Layer 2 of the Big Data Stack: Operational Databases

Statistics for Big Data For Dummies

At the core of any big data environment, and layer 2 of the big data stack, are the database engines containing the collections of data elements relevant to your business. These engines need to be fast, scalable, and rock solid. They are not all created equal, and certain big data environments will fare better with one engine than another, or more likely with a mix of database engines.

For example, although it is possible to use relational database management systems (RDBMSs) for all your big data implementations, it is not practical to do so because of performance, scale, or even cost. A number of different database technologies are available, and you must take care to choose wisely.

No single right choice exists regarding database languages. Although SQL is the most prevalent database query language in use today, other languages may provide a more effective or efficient way of solving your big data challenges. It is useful to think of the engines and languages as tools in an “implementer’s toolbox.” Your job is to choose the right tool.

For example, if you use a relational model, you will probably use SQL to query it. However, you can also use alternative languages like Python or Java. It is very important to understand what types of data can be manipulated by the database and whether it supports true transactional behavior. Database designers describe this behavior with the acronym ACID. It stands for

Atomicity: A transaction is “all or nothing” when it is atomic. If any part of the transaction or the underlying system fails, the entire transaction fails.
Consistency: Only transactions with valid data will be performed on the database. If the data is corrupt or improper, the transaction will not complete and the data will not be written to the database.
Isolation: Multiple, simultaneous transactions will not interfere with each other. All valid transactions will execute until completed and in the order they were submitted for processing.

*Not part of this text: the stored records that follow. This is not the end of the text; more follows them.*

Issue #5354, opened 2020-03-24
To support empty tags


evanchaoli:
## Bug Report

We received a use case from our users about pipeline templating. The users want to use var for tags, like:

```yaml
- task: some-task
  tags: [((worker-tag))]
  ...
```
Then the var will be given from a var file as:

```yaml
worker-tag: "a"
```
which works properly to direct the task to a "a" worker.

But if task needs to go to the default worker pool, specifying

```yaml
worker-tag: ""
```
doesn't work. The error is `no workers satisfying: resource type 'registry-image', platform 'linux', tag ''`

## Steps to Reproduce

1. Add `tags: [""]` to a task.
2. Then run the job.

## Expected Results

We expect the empty tag `""` to be considered as null tag, and be ignored.

## Actual Results

`""` is considered as a meaning tag, thus cannot match to any worker.

## Version Info

* Concourse version: 5.8.0
* Did this used to work? No

vito:
Would an acceptable alternative be to specify the array?:

```yaml
tags: ((worker_tags))
```

+

```yaml
worker_tags: []
```

evanchaoli:
I just tried, that works.

jlundy2:
@vito this is a great solution. I think this might be a helpful tip to put in the documentation somewhere.

PR #6057, opened 2020-09-10
Fix empty worker tags

### LINKED ISSUE #6056: Empty CONCOURSE_TAG environment variable stops workers from accepting jobs
## Summary

When rebuilding workers we set an empty environment variable `CONCOURSE_TAG`, which has the effect of making that worker unable to accept any jobs.

The error presented is 
```
run check step: run check step: find or choose worker for container: no workers satisfying: resource type 'git'
```

## Steps to reproduce

Set an empty `CONCOURSE_TAG` variable when running the `concourse worker` process

## Expected results

Having an empty variable should have the same behaviour as not setting the variable at all. i.e. the worker should be considered as having no tags at all

## Actual results

Worker is unable to accept any jobs 

## Triaging info

* Concourse version: 6.3.0, 6.5.1
* Did this used to work? 
Probably not

aholyoake-bc:
Empty worker tags should be treated the same as not having any tags at all
This makes having the CONCOURSE_TAGS being unset equivalent to CONCOURSE_TAGS being set and empty

This change should probably be handled in the environment variable wiring, but it's getting late and there's a lot of magic going on in there

Bug Fix

closes #6056 

If the tags list has length 1, but the only item is the empty string, then don't fail the match

## Contributor Checklist

- [x] [Signed] all commits
- [ ] Updated [Documentation]

## Reviewer Checklist

- [ ] Code reviewed
- [ ] Tests reviewed
- [ ] Documentation reviewed
- [ ] Release notes reviewed
- [ ] PR acceptance performed
  the [integration
  `--help` text).

### DIFF
--- a/atc/worker/worker.go
+++ b/atc/worker/worker.go
@@ -764,8 +764,14 @@ func (worker *gardenWorker) Uptime() time.Duration {
 
 func (worker *gardenWorker) tagsMatch(tags []string) bool {
 	workerTags := worker.dbWorker.Tags()
-	if len(workerTags) > 0 && len(tags) == 0 {
-		return false
+	if len(tags) == 0 {
+		// If worker only has an empty tag due to user specifying "" instead of []
+		if len(workerTags) == 1 && workerTags[0] == "" {
+			return true
+		}
+		if len(workerTags) > 0 {
+			return false
+		}
 	}
 
 insert_coin:
--- a/atc/worker/worker_test.go
+++ b/atc/worker/worker_test.go
@@ -563,9 +563,40 @@ var _ = Describe("Worker", func() {
 				})
 			})
 
-			Context("when the worker has no tags", func() {
+			Context("when no tags are specified", func() {
+				BeforeEach(func() {
+					spec.Tags = []string{}
+				})
+
+				It("returns true", func() {
+					Expect(satisfies).To(BeFalse())
+				})
+			})
+
+			Context("when empty tags are specified", func() {
+				BeforeEach(func() {
+					spec.Tags = []string{""}
+				})
+
+				It("returns true", func() {
+					Expect(satisfies).To(BeFalse())
+				})
+			})
+
+			Context("when the worker has no tags and no requested tags", func() {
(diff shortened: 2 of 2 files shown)


chenbh:
Looks like there was a previous attempted fix at https://github.com/concourse/concourse/pull/5355 and https://github.com/concourse/concourse/issues/5354

aholyoake-bc:
#5355 looks like a sensible solution - any idea why it was closed?
#5354 solves a related problem of placing jobs on workers with empty tags, rather than configuring the workers themselves.

The question here is: is there any reason to consider an empty worker tag different to not having a worker tag at all?

atc/worker/worker.go
```diff
@@ -850,7 +850,7 @@ func (worker *gardenWorker) Uptime() time.Duration {
 
 func (worker *gardenWorker) tagsMatch(tags []string) bool {
 	workerTags := worker.dbWorker.Tags()
-	if len(workerTags) > 0 && len(tags) == 0 {
+	if len(workerTags) > 0 && !(len(workerTags) == 1 && workerTags[0] == "") && len(tags) == 0 {
```
muntac, line 853:
```suggestion
if len(tags) == 0 {
		// If worker only has an empty tag due to user specifying "" instead of []
		if len(workerTags) == 1 && workerTags[0] == "" {
			return true
		}
		if len(workerTags) > 0 {
			return false
		}
	}
```

muntac (changes requested):
@aholyoake-bc To answer your question - probably no. I tried hard to think of a way to do this at the environment variable level. I could only think of making a custom flag for the worker tags that would treat empty string as null, and then add it to the https://github.com/concourse/flag repo. But it seems like more trouble than it's worth.

We can go with this route. I made a small suggestion so that the condition is easier to read.

I would also add a test case somewhere around this [spot](https://github.com/concourse/concourse/blob/759aa59869586b1b3a974b9f101a52ff3e7973d8/atc/worker/worker_test.go#L566). Let me know if you need help with that.

muntac (approved):

PR #9607, opened 2026-06-18
Make aborting jobs faster when the worker disappears

taylorsilva:

This is covering the case where a build is running and the worker it's running on disappears. In this case the web node would eventually error after ~5mins due to the GardenRequest timeout. If a user tries to abort a build in such a state before the GardenRequest timeout, nothing will happen as we would get stuck waiting for GardenContainer.Stop() to hit its own 5min timeout.

We wrap these calls in a shorter timeout of 10s. In this scenario we know the user has called abort, so a shorter timeout makes sense to override GardenRequest's longer timeout of 5mins.

There is an integration tests that I've added which reproduces the abort state I observed on `master`.

### DIFF
--- a/atc/worker/gardenruntime/container.go
+++ b/atc/worker/gardenruntime/container.go
@@ -56,12 +56,18 @@ func (c Container) Run(_ context.Context, spec runtime.ProcessSpec, io runtime.P
 	if err != nil {
 		return nil, fmt.Errorf("get properties: %w", err)
 	}
-	// Using context.Background() since GardenContainer.Run uses the passed in
-	// ctx to stream the process output. Since we send a SIGTERM on ctx
-	// cancellation, using the same ctx for streaming results in those logs not
-	// showing up.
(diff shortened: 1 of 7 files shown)


taylorsilva:
one testflight test failing but only with the guardian runtime:
```
  [FAILED] Got stuck at:
      checking tf-pipeline-3-3e85c7f0-43fd-4a1f-a54e-f2750d4932c8/my-resource in build 138
      initializing check: my-resource
      selected worker: 8edb88aa7572
      failed
      
  Waiting for:
      timeout exceeded
  In [It] at: github.com/concourse/concourse/testflight/resource_check_timeout_test.go:35
```

On containerd I get this output from that fly command:
```
initializing check: my-resource
selected worker: ci-workers-worker-1
timeout exceeded
failed
```

taylorsilva:
Weird, I can't locally reproduce this. I get the "timeout exceeded" string with both runtimes...

taylorsilva:
Yup just some weirdness in CI. Couldn't reproduce it locally and starting a fresh build instead of a re-run worked.

PR #9611, opened 2026-06-19
add --force flag to fly's abort-build command

taylorsilva:

**Users should NOT use this flag unless they've tried regular aborting first and it has failed to abort for more than 1min.**

When the API handler sees this flag set it'll go ahead and mark the build as aborted in the database. It still sends the abort command to the atc/engine running the build as usual, so container's in-flight still get interrupted and `on_*` hook steps still run.

This is meant to help resolve some edge-cases I've seen where builds are stuck "running", even though the worker(s) they were running on are very much dead and gone. In these situations the build is stuck in the running state and pressing abort does nothing. I've not been able to reproduce these cases (I have seen them myself two times over the years), but they are very frustrating as it feels like Concourse is just "hanging" dealing with these "zombie" builds. This `--force` will help users kill off these zombie builds.

This flag should only be used as a last resort. I did some testing to see what happens to normal in-flight builds. `on_*` hook steps still fire, but streaming logs does get a bit messed up if you look at them with `fly watch`. You won't get any logs after the "abort". If you look in the web UI you'll see any logs that happened after "abort". Not horrible and probably preferable to having the build stuck in a running state.

Visually here's what happens.

**Build aborted normally**
image

**Build aborted with `--force`**
image

You can see the "interrupted" build event isn't logged. If you do `fly watch` on the `--force`'d build, you won't see any logs from the `on_*` hook steps either. I did confirm that in-flight containers are still interrupted though, so still gets you the end result desired.

I've added a warning message in the `--help` text for `fly abort-build` to urge users to do a regular abort first before trying again with `--force`.

### DIFF
--- a/atc/api/builds_test.go
+++ b/atc/api/builds_test.go
@@ -1027,12 +1027,22 @@ var _ = Describe("Builds API", func() {
 	Describe("PUT /api/v1/builds/:build_id/abort", func() {
 		var (
 			response *http.Response
+			force    bool
 		)
+
+		BeforeEach(func() {
+			force = false
+		})
 
 		JustBeforeEach(func() {
 			var err error
 
-			req, err := http.NewRequest("PUT", server.URL+"/api/v1/builds/128/abort", nil)
+			url := server.URL + "/api/v1/builds/128/abort"
+			if force {
+				url += "?force="
+			}
+
+			req, err := http.NewRequest("PUT", url, nil)
 			Expect(err).NotTo(HaveOccurred())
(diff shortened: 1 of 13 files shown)


Kump3r:
We experienced the same issues, when workers became overloaded and stalled eventually needing a recreate to be unblocked. The web is still trying to track containers/processes that are no longer there. The current way we mitigated it, was by restarting the web. So we would highly appreciate a feature such as this cc: @IvanChalukov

Durability: After the data from the transaction is written to the database, it stays there “forever.”

Engine	Query Language	MapReduce	Data Types	Transactions	Examples
Relational	SQL, Python, C	No	Typed	ACID	PostgreSQL, Oracle, DB/2
Columnar	Ruby	Hadoop	Predefined and typed	Yes, if enabled	HBase
Graph	Walking, Search, Cypher	No	Untyped	ACID	Neo4J
Document	Commands	JavaScript	Typed	No	MongoDB, CouchDB
Key-value	Lucene, Commands	JavaScript	BLOB, semityped	No	Riak, Redis

After you understand your requirements and understand what data you’re gathering, where to put it, and what to do with it, you need to organize it so that it can be consumed for analytics, reporting, or specific applications.